GradientSolve and HessianSolve

The syntax of these procedures is the same as GeneralSolve but there are two main differences between these procedures and GeneralSolve:

• the derivatives of the expressions are used to improve their interval evaluation: hence the expressions should be at least $C^1$ for GradientSolve and $C^2$ for HessianSolve
• provided that the jacobian of the system is regular these algorithms are able to compute exactly the solutions of a system in the following sense: each of the solution boxes are guaranteed to contain one and only one solution and furthermore there is a numerical scheme that allows to determine this solution. If this is the case these procedures will return as result boxes for which each interval is reduced to a point (otherwise interval solutions are returned: this is a good way to determine if ALIAS has been able to calculate an exact solution). Furthermore the result provided by HessianSolve may be used as input for the Newton procedure that will allow to compute the solutions with an arbitrary accuracy, see section 9.8.

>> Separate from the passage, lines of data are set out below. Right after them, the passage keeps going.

PR #458, opened 2026-01-13
Paginate Anytime Questions

### LINKED ISSUE #434: Paginate Anytime Questions
Anytime questions I think just go on for infinity on the frontend (though it might be hard-capped at a few hundred somewhere). Probably should be paginated.

frasermuller:
# Description

Closes #434

This Issue adds pagination for the anytime questions (async questions) and adds a dev-only seed button to generate 100 dummy anytime questions for pagination testing.

Here is what was changed/added, hopefully it's clear enough to understand...

### 1. Seed 100 anytime questions (dev only)
packages/frontend/app/dev/page.tsx
- added button "Generate 100 Anytime Questions" on localhost:3000/dev
- button calls API.seeds.fillAnytimeQuestions()
- displays success or error message based on result.
I used the same styling/behavior from the other buttons above it in packages/frontend/app/dev/page.tsx

### 2. fillAnytimeQuestions() function
/helpme/packages/frontend/app/api/index.ts
- added new function that the frontend can call. when called it makes backend request to /api/v1/seeds/fill_anytime_questions.

### 3. backend endpoint that actually creates the 100 questions in the database.
/helpme/packages/server/src/seed/seed.controller.ts
- This was made so that I could test out the Pagination (when I implement it in the future) and make sure it actually works.
- it creates 100 questions using AsyncQuestionFactory (bridgettes tip: use createList instead of looping)
- Creates them in the **CS 304** course, and all questions are created by **studentOne.**
Screenshot 2026-01-07 at 10 41 16 PM

### 1. Imported pagination in Async Center (line 17)
file: packages/frontend/app/(dashboard)/course/[cid]/async_centre/page.tsx
- Ant Design is used throughout the Project, so decided to use the pagination from that.

### 2. adding state variables
file: packages/frontend/app/(dashboard)/course/[cid]/async_centre/page.tsx
- added 2 state variables to track **current page number** (starting at 1) and **page size** (defaulting to 20, ie. 20 questions per page) 
`const [page, setPage] = useState(1)`
`const [pageSize, setPageSize] = useState(20)`

### 3. updated hook to call page and pageSize
file: helpme/packages/frontend/app/hooks/useAsyncQuestions.ts
- added page and pagesize
-  **IMPORTANT: changed return type. instead of returning an array of async questions, it now returns an object with 2 things:
	- questions: the actual questions for this page
	- total: the total count of all questions (so we can calculate ex. "youre on page 2 of 10 pages")**
- added page and pageSize in the key string for the SWR (caching library) so that each page is its own separate cached request.
  - so like page 1 data is cached under key ending in ?page=1&pageSize=20
  - and page 2 data is cached under key ending in ?page=2&pageSize=20
         this means when you go back to page 1, SWR shows it instantly because its already in the cache. 
**basically changed it from "load everything at once" hook, to "load only what you need right now" hook, with caching so you dont refetch pages youve already seen.**

### 4. updated api call to include page and pageSize in api call, so the backend knows what page you want (lines 788 to 798)
file: helpme/packages/frontend/app/api/index.ts
- used same style as other apis in file for format

### 5. now that the hook returns a object with 2 properties (questions and total) I needed to update the hook to include 3 parameters instead of one.
/Users/frasermuller/helpme/packages/frontend/app/(dashboard)/course/[cid]/async_centre/page.tsx
##### 4.  added `const totalQuestions = asyncQuestionsData?.total ?? 0`
this extracts the total count (which is needed for the pagination).
- "?."  safely accesses .total without crashing. needed cause when the page first loads, asyncQuestionsData is undefined (cause the data hasnt arrived yet.) without ?. , trying to access undefined.total would crash the app with an error. ?. only accesses .total if the object exists.
-  "?? 0 " if left side is undefined or null, it will use 0 instead, since the pagination component needs an actual number to work. 

### 6. adding pagination component (lines 437 - 454)
helpme/packages/frontend/app/(dashboard)/course/[cid]/async_centre/page.tsx

**used https://ant.design/components/pagination#pagination-demo-more  the "Changer" component style**

- OnChange fires when user clicks a page number or changes page size.
    - when page size changes, page is reset to page 1 (this fixes the possible issue where you would be on a ghost page, ie. User on page 10, they set the page size to a higher number, and they stay on page 10 whenthere is only 5 pages because they increased the number of questions displayed.
    

#### Problem with committing
Got this warning: `4:3  warning  'AsyncQuestion' is defined but never used. Allowed unused vars must match /^_/u  @typescript-eslint/no-unused-vars`
Basically the AsyncQuestion was being imported but not used anymore.
Why? before, the hook returned an array of AsyncQuestion. i changed it so it returns an object, so the typescript can infer the type automatically now. we dont actually reference AsyncQuestion type anymore which makes the component unused. I added a comment on the line where I removed it.

##### When attempting to load questions after seeding. it would infinitely say loading questions and not display anything.
**Problem:** frontend was calling endpoint with ?page=1&pageSize=20 in the url, but the backend wasnt set up to read those params. it was also still returning just an array instead of the {questions,total} object the frontend was expecting. so the frontend was getting back the wrong data format and couldnt render anything which just caused infinite loading.

**FIX:** @Query decorator tells nestjs to grab the params from the URL query string. ParseIntPipe converts them from strings to numbers, then the questions are sliced to only send back the ones for the requested page, and return in the {questions,total} (object format). 

## PAGINATION IMPLEMENTED:
Screenshot 2026-01-12 at 7 06 47 PM

image

Screenshot 2026-01-12 at 7 09 45 PM

Screenshot 2026-01-12 at 7 10 18 PM

## Type of change

# How Has This Been Tested?

- [X] Test A: Added pagination test: tests that pagination works correctly by requesting page 1 with pageSize 2 and confirming we get back 2 questions and total count is correct.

When ALIAS has returned a point M as solution it is always possible to retrieve the boxes in which it was found that there was a unique solution whose approximation is M: all interval solutions are available via the list `ALIAS/Solutions`.

In spite of the additional computation time involved by the use of the derivatives, these procedures are in general faster than GeneralSolve. Indeed the algorithms that are used in these procedures may allow to determine relatively large box in which an unique solution will be found, thereby avoiding a large number of bisection. As this knowledge is used to manage the list of boxes it may have a drastic effect on the computation time of the algorithm.

Note that it is possible to avoid using the Hessian (which may be computer intensive) for the evaluation of the expressions by setting the variable `ALIAS/no_hessian` to 1. The flag `ALIAS/rand` may be used to switch of bisection mode from time to time (it fixes the value of the ALIAS-C++ ALIAS_RANDG variable). The variables `ALIAS/size_tranche_bisection` and `ALIAS/tranche_bisection` may be used for the bisection mode 8 of GradientSolve (see the ALIAS-C++ manual).

For systems with $m$ equations and $n$ unknowns with $m>n$ the algorithm computes the exact solutions of the first $n$ equations. Then if the interval evaluation of all the $m-n$ remaining equations has an absolute value lower than `ALIAS/fepsilon` the solution is supposed to be valid. For systems with $m<n$ see section 3.4.